* **YOUR INSTRUCTIONS**
Go through the material underneath and show every line where the string "opened" occurs.

* **SOURCE DATA**
= = =
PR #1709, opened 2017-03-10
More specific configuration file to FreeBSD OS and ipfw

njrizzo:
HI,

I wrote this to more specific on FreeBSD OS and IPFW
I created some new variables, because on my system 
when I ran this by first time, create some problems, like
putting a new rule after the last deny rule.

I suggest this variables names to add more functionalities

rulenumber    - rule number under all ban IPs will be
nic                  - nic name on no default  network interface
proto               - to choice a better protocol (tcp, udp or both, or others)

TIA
= = =
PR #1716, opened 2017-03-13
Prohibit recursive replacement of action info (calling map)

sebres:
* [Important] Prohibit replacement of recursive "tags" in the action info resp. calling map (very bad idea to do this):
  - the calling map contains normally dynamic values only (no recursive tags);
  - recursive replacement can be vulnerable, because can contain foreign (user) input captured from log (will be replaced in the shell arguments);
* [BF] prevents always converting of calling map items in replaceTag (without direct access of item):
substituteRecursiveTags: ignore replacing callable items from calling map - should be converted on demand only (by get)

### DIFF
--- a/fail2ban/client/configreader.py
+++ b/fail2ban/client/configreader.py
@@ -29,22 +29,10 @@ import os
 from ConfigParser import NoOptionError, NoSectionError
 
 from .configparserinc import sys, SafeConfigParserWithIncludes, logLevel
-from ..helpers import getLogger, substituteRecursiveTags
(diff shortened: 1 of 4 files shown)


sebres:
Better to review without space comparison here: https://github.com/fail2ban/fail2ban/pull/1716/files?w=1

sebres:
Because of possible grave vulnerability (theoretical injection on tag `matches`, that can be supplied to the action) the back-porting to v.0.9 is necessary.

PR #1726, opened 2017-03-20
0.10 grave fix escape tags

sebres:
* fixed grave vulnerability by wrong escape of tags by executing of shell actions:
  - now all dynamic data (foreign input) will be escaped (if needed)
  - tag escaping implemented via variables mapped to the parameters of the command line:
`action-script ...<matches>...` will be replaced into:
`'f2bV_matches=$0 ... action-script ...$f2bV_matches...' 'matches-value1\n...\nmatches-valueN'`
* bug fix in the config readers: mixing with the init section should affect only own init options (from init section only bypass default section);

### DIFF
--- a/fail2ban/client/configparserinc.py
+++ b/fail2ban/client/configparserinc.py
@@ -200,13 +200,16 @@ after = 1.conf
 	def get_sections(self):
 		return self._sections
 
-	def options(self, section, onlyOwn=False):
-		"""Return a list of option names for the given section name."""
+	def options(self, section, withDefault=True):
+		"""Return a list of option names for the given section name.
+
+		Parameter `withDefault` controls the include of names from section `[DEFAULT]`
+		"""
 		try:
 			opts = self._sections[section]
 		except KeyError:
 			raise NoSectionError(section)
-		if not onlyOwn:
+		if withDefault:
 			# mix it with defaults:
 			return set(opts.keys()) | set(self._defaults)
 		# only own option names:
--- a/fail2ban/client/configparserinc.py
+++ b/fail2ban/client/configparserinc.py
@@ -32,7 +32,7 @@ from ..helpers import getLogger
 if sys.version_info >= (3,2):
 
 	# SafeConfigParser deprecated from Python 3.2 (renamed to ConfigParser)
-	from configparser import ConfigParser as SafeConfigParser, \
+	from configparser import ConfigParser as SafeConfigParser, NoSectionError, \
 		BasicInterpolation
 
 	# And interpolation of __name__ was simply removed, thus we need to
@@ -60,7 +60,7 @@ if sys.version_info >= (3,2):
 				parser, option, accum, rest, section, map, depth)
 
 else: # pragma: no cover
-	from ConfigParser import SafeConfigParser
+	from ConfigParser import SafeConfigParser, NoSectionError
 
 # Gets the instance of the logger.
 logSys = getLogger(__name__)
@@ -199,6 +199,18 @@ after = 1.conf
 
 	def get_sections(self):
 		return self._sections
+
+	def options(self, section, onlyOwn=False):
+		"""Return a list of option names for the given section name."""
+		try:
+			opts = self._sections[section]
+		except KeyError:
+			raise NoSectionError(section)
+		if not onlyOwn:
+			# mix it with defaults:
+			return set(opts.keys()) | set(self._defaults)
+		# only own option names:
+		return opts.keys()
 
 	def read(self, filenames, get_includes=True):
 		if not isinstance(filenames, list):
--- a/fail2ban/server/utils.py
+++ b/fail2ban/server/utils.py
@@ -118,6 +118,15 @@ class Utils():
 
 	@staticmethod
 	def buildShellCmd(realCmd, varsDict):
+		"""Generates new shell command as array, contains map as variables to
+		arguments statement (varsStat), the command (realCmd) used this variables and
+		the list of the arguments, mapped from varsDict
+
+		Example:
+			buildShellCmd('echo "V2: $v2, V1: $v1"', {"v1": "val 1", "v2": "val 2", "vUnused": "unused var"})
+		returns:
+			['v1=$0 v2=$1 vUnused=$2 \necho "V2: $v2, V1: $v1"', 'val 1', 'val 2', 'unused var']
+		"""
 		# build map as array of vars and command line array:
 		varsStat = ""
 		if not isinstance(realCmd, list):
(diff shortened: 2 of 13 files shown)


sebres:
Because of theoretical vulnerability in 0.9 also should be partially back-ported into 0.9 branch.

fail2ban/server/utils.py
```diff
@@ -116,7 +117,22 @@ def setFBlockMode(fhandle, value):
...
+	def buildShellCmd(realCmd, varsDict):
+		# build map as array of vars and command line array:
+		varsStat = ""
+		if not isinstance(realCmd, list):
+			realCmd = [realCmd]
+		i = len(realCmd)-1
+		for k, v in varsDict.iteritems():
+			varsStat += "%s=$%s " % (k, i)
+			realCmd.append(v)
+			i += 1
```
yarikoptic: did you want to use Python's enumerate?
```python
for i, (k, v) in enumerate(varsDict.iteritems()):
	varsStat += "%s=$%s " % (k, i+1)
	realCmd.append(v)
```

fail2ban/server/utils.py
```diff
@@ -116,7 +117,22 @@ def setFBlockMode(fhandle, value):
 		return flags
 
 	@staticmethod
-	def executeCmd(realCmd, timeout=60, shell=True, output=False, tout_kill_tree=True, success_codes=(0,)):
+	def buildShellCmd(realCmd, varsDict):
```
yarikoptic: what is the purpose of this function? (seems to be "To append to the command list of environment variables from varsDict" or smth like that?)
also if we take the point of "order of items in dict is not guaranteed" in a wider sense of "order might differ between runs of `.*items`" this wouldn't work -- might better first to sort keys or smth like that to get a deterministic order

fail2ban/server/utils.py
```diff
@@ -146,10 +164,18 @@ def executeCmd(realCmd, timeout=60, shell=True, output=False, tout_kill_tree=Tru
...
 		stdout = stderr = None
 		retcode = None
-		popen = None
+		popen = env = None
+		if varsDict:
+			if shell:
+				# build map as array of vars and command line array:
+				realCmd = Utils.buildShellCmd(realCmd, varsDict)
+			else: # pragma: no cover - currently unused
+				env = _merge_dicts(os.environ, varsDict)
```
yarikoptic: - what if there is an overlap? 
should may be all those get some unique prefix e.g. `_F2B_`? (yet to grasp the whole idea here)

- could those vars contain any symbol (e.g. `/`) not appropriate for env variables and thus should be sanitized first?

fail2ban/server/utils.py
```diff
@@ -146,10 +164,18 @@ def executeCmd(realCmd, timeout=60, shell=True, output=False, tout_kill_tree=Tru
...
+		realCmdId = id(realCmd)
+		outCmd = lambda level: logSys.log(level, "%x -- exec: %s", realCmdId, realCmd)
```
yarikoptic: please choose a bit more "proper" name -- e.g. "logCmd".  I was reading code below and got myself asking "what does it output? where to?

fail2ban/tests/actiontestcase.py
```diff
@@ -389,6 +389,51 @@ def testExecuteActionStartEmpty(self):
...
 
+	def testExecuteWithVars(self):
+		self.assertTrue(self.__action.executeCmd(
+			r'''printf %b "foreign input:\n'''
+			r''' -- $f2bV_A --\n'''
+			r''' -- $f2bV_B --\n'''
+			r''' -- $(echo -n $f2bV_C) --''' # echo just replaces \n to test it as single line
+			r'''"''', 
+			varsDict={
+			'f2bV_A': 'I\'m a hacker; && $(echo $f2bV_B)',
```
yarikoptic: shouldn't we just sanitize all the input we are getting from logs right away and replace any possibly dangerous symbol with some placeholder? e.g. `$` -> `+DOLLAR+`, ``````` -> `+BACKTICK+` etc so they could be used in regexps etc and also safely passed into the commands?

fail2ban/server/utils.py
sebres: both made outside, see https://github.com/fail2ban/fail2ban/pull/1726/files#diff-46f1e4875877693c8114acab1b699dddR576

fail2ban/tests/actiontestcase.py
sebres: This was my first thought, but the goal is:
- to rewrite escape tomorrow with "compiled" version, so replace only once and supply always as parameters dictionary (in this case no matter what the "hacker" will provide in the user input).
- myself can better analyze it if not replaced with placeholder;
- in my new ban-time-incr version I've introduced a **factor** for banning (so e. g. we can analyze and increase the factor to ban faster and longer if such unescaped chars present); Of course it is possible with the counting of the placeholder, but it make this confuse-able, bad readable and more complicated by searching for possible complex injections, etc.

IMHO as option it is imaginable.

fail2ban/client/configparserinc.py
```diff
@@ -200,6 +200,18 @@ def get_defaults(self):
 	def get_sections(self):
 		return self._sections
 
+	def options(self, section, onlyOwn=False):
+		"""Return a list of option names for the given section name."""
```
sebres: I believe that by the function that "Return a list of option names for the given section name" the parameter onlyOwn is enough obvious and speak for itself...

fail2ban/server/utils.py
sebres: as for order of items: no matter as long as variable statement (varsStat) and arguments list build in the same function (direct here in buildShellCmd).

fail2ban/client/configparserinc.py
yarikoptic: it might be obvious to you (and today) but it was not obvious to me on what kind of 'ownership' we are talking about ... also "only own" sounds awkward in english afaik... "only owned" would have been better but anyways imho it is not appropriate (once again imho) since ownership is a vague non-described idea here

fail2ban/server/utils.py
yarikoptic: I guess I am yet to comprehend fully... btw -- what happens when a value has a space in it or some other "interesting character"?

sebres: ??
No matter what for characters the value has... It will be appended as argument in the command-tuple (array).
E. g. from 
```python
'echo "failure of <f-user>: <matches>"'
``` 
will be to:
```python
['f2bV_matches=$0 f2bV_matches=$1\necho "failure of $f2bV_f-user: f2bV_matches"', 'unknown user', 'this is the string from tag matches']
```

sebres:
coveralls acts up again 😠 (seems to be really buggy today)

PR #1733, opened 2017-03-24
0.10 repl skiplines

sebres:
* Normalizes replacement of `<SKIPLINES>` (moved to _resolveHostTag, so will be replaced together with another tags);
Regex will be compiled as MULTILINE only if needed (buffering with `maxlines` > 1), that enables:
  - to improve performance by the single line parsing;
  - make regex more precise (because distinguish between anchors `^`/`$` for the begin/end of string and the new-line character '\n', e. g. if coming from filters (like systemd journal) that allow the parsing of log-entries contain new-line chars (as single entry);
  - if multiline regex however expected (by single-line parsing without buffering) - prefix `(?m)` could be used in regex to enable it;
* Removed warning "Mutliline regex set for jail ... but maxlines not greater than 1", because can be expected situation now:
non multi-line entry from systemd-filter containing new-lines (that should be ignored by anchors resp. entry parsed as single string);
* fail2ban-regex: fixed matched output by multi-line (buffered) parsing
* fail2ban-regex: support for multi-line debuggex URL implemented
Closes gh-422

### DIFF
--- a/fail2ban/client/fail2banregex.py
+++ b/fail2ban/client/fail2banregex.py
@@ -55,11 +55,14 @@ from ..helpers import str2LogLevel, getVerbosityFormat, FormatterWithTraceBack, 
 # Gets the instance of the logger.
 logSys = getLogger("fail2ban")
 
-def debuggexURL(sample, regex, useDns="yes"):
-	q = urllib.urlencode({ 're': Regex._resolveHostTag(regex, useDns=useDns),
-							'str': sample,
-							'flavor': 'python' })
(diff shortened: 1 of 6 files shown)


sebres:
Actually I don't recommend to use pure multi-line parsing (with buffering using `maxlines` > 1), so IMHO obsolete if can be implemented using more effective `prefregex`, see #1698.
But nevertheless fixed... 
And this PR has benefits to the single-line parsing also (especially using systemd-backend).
= = =
* **SOLUTION**
PR #1709, opened 2017-03-10
PR #1716, opened 2017-03-13
PR #1726, opened 2017-03-20
PR #1733, opened 2017-03-24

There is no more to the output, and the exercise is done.